- Born: 1954 (age 71–72) Hungary
- Occupation: Businessman
- Known for: Pakistan and Israeli nuclear program

= Asher Karni =

Israeli businessman (born 1954)

Asher Karni (אשר קרני; born 1954) is a South African and Israeli businessman known for his financial involvement and support for both the Pakistani and Israeli nuclear programs.

== Biography ==
Asher Karni was born in Hungary. He moved to Cape Town, South Africa in the mid-1980s to work for Bnei Akiva, a Jewish Zionist youth movement. He remained in Cape Town and began work as a salesman, selling and buying electronic devices for a local electronics company.

==Controversy==
In early 2004, Karni was accused by the United States of being part of a conspiracy to sell stolen nuclear material. He was arrested while on holiday with his family in Denver, Colorado. Chief Judge Thomas F. Hogan ordered Karni released on US$100,000 bail to Silver Spring, Maryland, having agreed to waive diplomatic immunity and wear an electronic surveillance device, but the US Government moved to have that ruling overturned.
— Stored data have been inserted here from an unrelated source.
PR #5728, opened 2019-01-18
Remove dependence on some rails gems

ketan:
`rails` was an "empty" gem that merely dependended on a set of gems to
offer a bunch of functionality for webapps. Some of this was unsed by
gocd, and was continued to be packaged along with the installer, along
with their transitive dependencies.

This PR gets rid of `rails`, specifically to remove the following unused
gems:

- actioncable
- actionmailer
- activejobs
- activerecord
- activestorage


server/webapp/WEB-INF/rails/Gemfile.lock
```diff
@@ -110,19 +80,6 @@ GEM
...
-      actionpack (= 5.2.1)
-      actionview (= 5.2.1)
-      activejob (= 5.2.1)
-      activemodel (= 5.2.1)
-      activerecord (= 5.2.1)
-      activestorage (= 5.2.1)
-      activesupport (= 5.2.1)
-      bundler (>= 1.3.0)
-      railties (= 5.2.1)
-      sprockets-rails (>= 2.0.0)
```
ketan: This is the list of gems that `rails` depended on. We only use the subset that's `require`d in `application.rb` https://github.com/gocd/gocd/blob/814b9f8f98fe90e09ffe277cf4b3e1752ae45c9f/server/webapp/WEB-INF/rails/config/application.rb#L3-L8

`require 'rails'` is actually provided by railtie gem.

prateekbaheti:
@ketan changes make sense considering the gems that are being loaded and used by the app. Some checks seem to be failing (jasmine build).

ketan:
Closing, not yak-shaving jasmine anymore.

PR #5731, opened 2019-01-18
Test connection support for ConfigRepo create/edit modal

vishaldevgire:
check_connection


server/webapp/WEB-INF/rails/webpack/views/components/flash_message/index.scss
```diff
@@ -23,11 +23,16 @@
...
   margin:        0 0 10px 0;
   position:      relative;
-
+  overflow:      auto;
+  max-height:    200px;
   p {
     margin: 0;
   }
-
+  pre {
```
vishaldevgire: `margin: 0` to reset <pre> element's default margin

server/webapp/WEB-INF/rails/webpack/views/components/flash_message/index.scss
```diff
@@ -23,11 +23,16 @@
...
+    margin: 0;
+    white-space: pre-wrap;
+    word-wrap: break-word;
```
vishaldevgire: Styles required to avoid a horizontal scroll.

GaneshSPatil:
@vishaldevgire -- Do we need to show `Checking Connection` as a message?
IIRC, it used to be a spinner next to the button on older styles.

Also, do we need a vertical scroll? As Without fixing this error, the user can't proceed. Does it make sense to show the entire error (without clipping)?

ketan:
>  IIRC, it used to be a spinner next to the button on older styles.

Yes — button with spinner. The spinner would turn to a check mark, and the button would go green.

In case of an error, the button would have an `!` mark on it, with the color turning red/orange. And an error message, like we show now.

server/webapp/WEB-INF/rails/webpack/views/components/flash_message/index.scss
ketan: Do not use global styles like these `p` and `pre` will apply globally. Only apply styles on classes.

server/webapp/WEB-INF/rails/webpack/models/config_repos/config_repos_crud.ts
```diff
@@ -17,14 +17,18 @@
...
-  const configurations = o.createConfigurationsFromText();
+function toSnakeCaseJSON(o: object) {
   const text           = JSON.stringify(o, s.snakeCaser);
-  const json           = JSON.parse(text);
+  return JSON.parse(text);
+}
+
+export function configRepoToSnakeCaseJSON(o: ConfigRepo) {
+  const configurations = o.createConfigurationsFromText();
+  const json           = toSnakeCaseJSON(o);
```
ketan: I can see why this has been done. Maybe add a comment why?

server/webapp/WEB-INF/rails/webpack/views/components/flash_message/index.scss
vishaldevgire: @ketan But these styles are under class `.callout`, so they would not be applied globally.

server/webapp/WEB-INF/rails/webpack/models/config_repos/config_repos_crud.ts
vishaldevgire: The intention was to separate the logic of converting object to JSON (`toSnakeCaseJSON ()`) and config repo specific logic. So that `toSnakeCaseJSON()` can be reused for other objects like `Material`

vishaldevgire:
@GaneshSPatil @ketan 

Old check connection:
old_check_connection

The new behaviour is quite similar to old test connection interface,  as you can see in old test connection, there is no spinner just a message `checking connection...` also the button doesn't change color. 

@GaneshSPatil Showing a message `checking connection...` is good idea than keeping the user guessing if there is any activity going on from the time test button is pressed till result is returned.

Question for: @ketan @GaneshSPatil @naveenbhaskar 

Should I go ahead with the following suggested changes:

1. A spinner when button is pressed? or just simple test connection text (instead of `info` FlashMessage)
2. On success, the spinner/text would turn to a check mark
3. In case of an error, the button would have an ! mark on it

I am assuming 
 - that there are no concerns about success/error message styling
 - button color change is not required

vishaldevgire:
> Also, do we need a vertical scroll? As Without fixing this error, the user can't proceed. Does it make sense to show the entire error (without clipping)?

We added vertical scroll because the error message is not of fixed size and it can be of any length.

But I am torn on this one.

naveenbhaskar:
For check connection, i think we can use a button with spinner inside  and changes to green on success. and exclamation mark on red color if failed. @vishaldevgire .. Pls make this change.

vishaldevgire:
Here is how it looks after incorporating suggested changes:

really_new_demo

GaneshSPatil:
@vishaldevgire -- I didn't find the tests for the API Operations neither for the newly added UI component.

Can we please add a few tests to verify the API request and the behavior of the UI component when Checking connection passes, fails or is in-progress.

PR #5744, opened 2019-01-21
Pull out user authorization check into its own function

akshaydewan:
Related to #2780 

Just pulling out `isUserAuthorized` into its own function. This will be followed by a clean up of `canContinue` and the validation functions in subsequent PRs.


server/src/main/java/com/thoughtworks/go/config/GoConfigDao.java
```diff
@@ -89,7 +89,7 @@ public void updateConfig(EntityConfigUpdateCommand command, Username currentUser
         synchronized (GoConfigWriteLock.class) {
             try {
                 LOGGER.info("Config update for entity request by {} is being processed", currentUser);
-                if (!command.canContinue(cachedConfigService.currentConfig())) {
+                if (!command.canContinue(cachedConfigService.currentConfig()) || !command.isUserAuthorized()) {
```
ketan: Do the (cheaper) authorization check earlier?

PR #5745, opened 2019-01-21
Implement the `get-icon` call for config repo plugins.

ketan:
This is identical to the elastic agent plugin, except the request name.


ketan:
Not sure how, but the icons are showing up on the plugins page already without any other changes:

screen shot 2019-01-21 at 9 09 00 pm

/cc @tomzo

Karni was accused of selling 200 triggered spark gaps to Humayun Khan, a Pakistani man believed connected to a larger terrorist group in Jammu and Kashmir. The nuclear black market is believed to be very tightly knit and to have been headed by Abdul Qadeer Khan, a major figurehead of the Pakistani nuclear program, who was accused of illicitly transferring nuclear technology to multiple states such as Iran and North Korea.

On August 4, 2005 Karni was sentenced to three years in prison for the sale of restricted equipment to companies in India and Pakistan. His defense team requested eighteen months. U.S. District Judge Richard M. Urbina told Karni that although he now believes Karni's deeds might have been done innocently, the longer sentence was to "send a message", and Karni's cooperation kept it from being longer.